Ilyes* est lui aussi reparti vivre de l’autre côté de la Manche en juillet dernier, mais de manière définitive. “J’avais un bon poste et je travaillais pour une entreprise qui me proposait de bons avantages”, commente le Français de 33 ans, “mais le coût de la vie était devenu insupportable”. Il prend pour exemple son loyer qui a été augmenté de £250 par mois. “J’arrivais au renouvellement de mon contrat et mes propriétaires m’ont expliqué qu’ils n’avaient pas d’autre choix que d’augmenter le prix”. Les prix à la location se sont en effet quelque pu emballer ces derniers mois. “Le marché de la location est exorbitant, les loyers ont augmenté en flèche en un an. Nous avons observé une hausse de 10 % entre le mois d’avril et la fin de l’été”, expliquait en septembre dernier, à French Morning London, Debby Brow, une spécialiste du marché immobilier londonien pour l’agence Keatons à Hackney.
“J’avais pour projet d’acheter un appartement, mais à force de voir tout augmenter, j’arrivais de moins en moins à épargner. Rentrer en France me paraissait la meilleure solution”, confie Ilyes. Ses parents l’ont également encouragé à revenir. Quatre mois après son retour à la maison, il ne regrette en rien sa décision. “En France, on a de la chance. Certes, le pays connaît lui aussi des difficultés, mais le gouvernement est tout de même plus présent pour aider et soutenir les gens”, commente le jeune homme. C’est d’ailleurs cela qui pousse Déborah* à réfléchir sérieusement à quitter la capitale anglaise. “Je préfère vivre modestement en France, où il y a de vraies aides de l’Etat, qu’ici où c’est un peu ‘marche ou crève’”, lance la jeune femme de 27 ans, qui vit à Londres depuis trois ans.
Comme Clarisse, la jeune femme a un revenu assez faible et la hausse du coût de la vie devient suffocante pour cette jeune vendeuse dans une grande enseigne de mode. “Autant avant la pandémie, j’avais de quoi mettre £50 de côté tous les mois pour faire face à d’éventuels coups durs.
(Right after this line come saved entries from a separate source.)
PR #1143, opened 2025-05-01
Cone of influence based slicing

erooke:
The current slicing algorithm is applied at the lustre level. This pull request adds a slicing algorithm which operates at the transition system level.

A new module, `src/lustre/dependencyGraph.ml`, is added for computing the dependence between terms in the transition system.

This module is used to compute the cone of influence of all the properties of the system. Any terms in the transition system not present in the cone of influence are removed.

This changes the flag `--slice_nodes` from a boolean to a flag with three options: `off`, `on`, `experimental`. `off` corresponds to the previous choice false, `on` to the previous choice true, and `experimental` to the slicing algorithm in this pr. Currently the default is left as `on`.

### DIFF
--- a/src/lustre/dependencyGraph.mli
+++ b/src/lustre/dependencyGraph.mli
@@ -1,0 +1,57 @@
+(* This file is part of the Kind 2 model checker.
+
+   Copyright (c) 2025 by the Board of Trustees of the University of Iowa
+
+   Licensed under the Apache License, Version 2.0 (the "License"); you
+   may not use this file except in compliance with the License.  You
+   may obtain a copy of the License at
+
+   http://www.apache.org/licenses/LICENSE-2.0
+
+   Unless required by applicable law or agreed to in writing, software
+   distributed under the License is distributed on an "AS IS" BASIS,
+   WITHOUT WARRANTIES OR CONDITIONS OF ANY KIND, either express or
+   implied. See the License for the specific language governing
+   permissions and limitations under the License.
+
+*)
+
+(** Create a dependency graph from a transition system *)
+
+module Vertex : Graph.OrderedType with type t = StateVar.t
+module VarGraph : Graph.S with type vertex = Vertex.t
+
+val dependency_graph_of_system : Term.TermSet.t -> TransSys.t -> VarGraph.t
+(** [dependency_graph_of_system definition_set trans_sys] constructs a
+    dependency graph representing the dependencies between state variables in
+    the given transition system.
+
+    @param definition_set A set of terms which are to be treated as dependencies
+    @param trans_sys
+      The transition system from which dependencies are extracted.
+    @return
+      A graph representing variable dependencies. The state variable `sv1`
+      depends on `sv2` if there is the edge `sv1 -> sv2` *)
+
+val cone_of_influence :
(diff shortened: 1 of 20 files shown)


erooke:
The ci build failure is due to `Seq.find` being used. This was added in ocaml 4.14 while ci is using 4.09. Is there any stated version of ocaml we target?

daniel-larraz:
We target OCaml 4.09

src/utils/graph.ml
```diff
@@ -429,4 +435,8 @@ module Make (Ord: OrderedType) = struct
 
   let to_vertex_list: vertices -> vertex list = VSet.elements
   (** returns a list of vertex *)
+
+  let to_edge_list = fun edge -> List.map (fun element -> (fst element, snd element))  (ESet.elements edge)
```
daniel-larraz: You can simplify this definition to `let to_edge_list = ESet.elements`

erooke: Not sure how I missed that on the initial pass, fixed.

src/lustre/dependencyGraph.mli
```diff
@@ -0,0 +1,57 @@
...
+    @param trans_sys
+      The transition system from which dependencies are extracted.
+    @return
+      A graph representing variable dependencies. The state variable `sv1`
+      depends on `sv2` if there is the edge `sv1 -> sv2` *)
+
+val cone_of_influence :
+  VarGraph.t -> StateVar.StateVarSet.t -> StateVar.StateVarSet.t
+(** [cone_of_influence properties dependency_graph] constructs the set of state
+    variables which are depended upon by [properties]
```
daniel-larraz: The signature's description is no longer accurate.

src/transSys.mli
```diff
@@ -699,6 +699,16 @@ val enforce_constantness_via_equations : t -> (t * StateVar.t list)
 (** Return the global constant state variables of the transition system *)
 val global_const_state_vars : t -> StateVar.t list
 
+(** [slice_system sys vars] returns a new system obtained by restricting
+    [sys] to only the state variables in [vars].
+
+    @param sys The original system.
+    @param vars The set of state variables to retain in the sliced system.
+    @return A new system containing only the specified state variables.
```
daniel-larraz: Update this doc.

erooke: Clarified this in: https://github.com/kind2-mc/kind2/pull/1143/commits/816704f31d18b5c7b49e7da6eb52024d50443937

src/lustre/dependencyGraph.mli
erooke: I'm not sure I follow what is not accurate here. I have clarified that the dependency is dictated by the dependency graph in https://github.com/kind2-mc/kind2/pull/1143/commits/e2fbba09dd515106635434e05bb0b4425f3d6ed7

daniel-larraz: The doc starts with:
> [cone_of_influence properties dependency_graph] constructs the set of state variables which are depended upon by [properties]

The `dependency_graph` parameter is now the first parameter and the `properties` parameter is now named `roots`.

erooke: Woops, missed that. Fixed: https://github.com/kind2-mc/kind2/pull/1143/commits/6eeba69464ddfcf2e0aee4d629fb118f6115adfb

PR #1160, opened 2025-05-21
Generalize bitvector invariant generation

lorchrob:
Previously, there was a hardcoded invariant generation engine for each hardcoded bitwidth (int8, uint8, int16, uint16, and so on). However, this is not sufficient to support arbitrary-width bitvectors. In this PR, we 
1) parameterize the invariant generation engine by the bit width
2) scan the input problem for a list of relevant bit widths
3) spawn copies of the invariant generation engine for only these relevant bit widths


src/inputSystem.ml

Mais maintenant c’est devenu impossible. J’ai besoin de ces £50 pour mes courses, car les prix ont tellement augmenté”. Selon le quotidien britannique The Guardian, les prix ont en effet augmenté de près de 15% en un an. “Il s’agit du niveau le plus élevé depuis que l’organisme Kantar, qui produit les données, a commencé à suivre les variations de prix en 2008”, écrivait début novembre le journal.
Aller faire ses courses dans un magasin discount ne suffit plus, selon Déborah, qui estime pourtant n’être pas une grande dépensière dans sa vie quotidienne. “Je sors très peu au restaurant avec mes amis, je vais de temps en temps faire une soirée, mais je n’ai jamais vécu au-dessus de mes moyens. Mais même en continuant à faire très attention, ça devient la galère. Et je n’ai pas envie de me demander chaque début de mois si je vais arriver à le boucler ou si je vais devoir finir par faire la queue à la banque alimentaire”. La France, pense-t-elle, sait mieux répondre à ce genre de situation de crise. “Là-bas, on a des aides au logement, l’Etat a voté pour empêcher une trop grande hausse des prix de l’énergie. On se sent quand même un peu plus protégé”. Malgré tout, Déborah n’a pas encore pris une décision ferme sur un éventuel retour outre-Manche. “Je vais d’abord passer les fêtes de Noël en famille et discuter avec mes parents. Je pense que j’y verrai plus clair en début d’année prochaine”.
*Les prénoms ont été modifiés à la demande des personnes interviewées.